YOUR OBJECTIVE: Look through the listing below, and wherever a line has the string "defined", copy it.

MATERIAL PROVIDED:

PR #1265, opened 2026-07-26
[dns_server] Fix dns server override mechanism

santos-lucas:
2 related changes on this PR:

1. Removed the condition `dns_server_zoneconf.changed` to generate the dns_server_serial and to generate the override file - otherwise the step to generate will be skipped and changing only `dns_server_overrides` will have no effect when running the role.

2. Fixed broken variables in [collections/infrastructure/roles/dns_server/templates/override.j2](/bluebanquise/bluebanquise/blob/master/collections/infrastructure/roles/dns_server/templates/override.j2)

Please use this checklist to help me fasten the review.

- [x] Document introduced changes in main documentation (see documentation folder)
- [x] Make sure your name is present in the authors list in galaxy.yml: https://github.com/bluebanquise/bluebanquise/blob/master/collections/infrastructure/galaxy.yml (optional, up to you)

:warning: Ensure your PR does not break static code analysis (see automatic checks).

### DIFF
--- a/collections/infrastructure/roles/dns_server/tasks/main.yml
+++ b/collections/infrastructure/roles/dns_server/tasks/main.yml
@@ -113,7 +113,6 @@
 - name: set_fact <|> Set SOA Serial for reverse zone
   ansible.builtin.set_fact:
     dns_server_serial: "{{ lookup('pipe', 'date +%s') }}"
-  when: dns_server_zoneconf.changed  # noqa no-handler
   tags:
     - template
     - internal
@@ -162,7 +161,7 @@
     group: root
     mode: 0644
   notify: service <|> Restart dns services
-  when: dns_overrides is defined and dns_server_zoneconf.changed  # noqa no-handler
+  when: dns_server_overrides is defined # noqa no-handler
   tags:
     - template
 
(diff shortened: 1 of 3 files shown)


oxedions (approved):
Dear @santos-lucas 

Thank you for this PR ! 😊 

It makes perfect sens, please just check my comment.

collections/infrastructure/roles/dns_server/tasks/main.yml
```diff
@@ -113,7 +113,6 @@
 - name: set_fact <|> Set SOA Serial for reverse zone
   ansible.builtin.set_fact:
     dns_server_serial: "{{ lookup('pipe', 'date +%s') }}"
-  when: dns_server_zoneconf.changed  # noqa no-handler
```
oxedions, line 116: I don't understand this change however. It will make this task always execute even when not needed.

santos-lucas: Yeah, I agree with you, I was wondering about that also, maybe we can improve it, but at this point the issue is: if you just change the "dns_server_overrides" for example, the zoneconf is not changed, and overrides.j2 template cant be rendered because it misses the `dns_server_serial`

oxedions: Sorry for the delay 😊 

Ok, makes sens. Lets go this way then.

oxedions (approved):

OUTPUT OF THE TASK:
-  when: dns_overrides is defined and dns_server_zoneconf.changed  # noqa no-handler
+  when: dns_server_overrides is defined # noqa no-handler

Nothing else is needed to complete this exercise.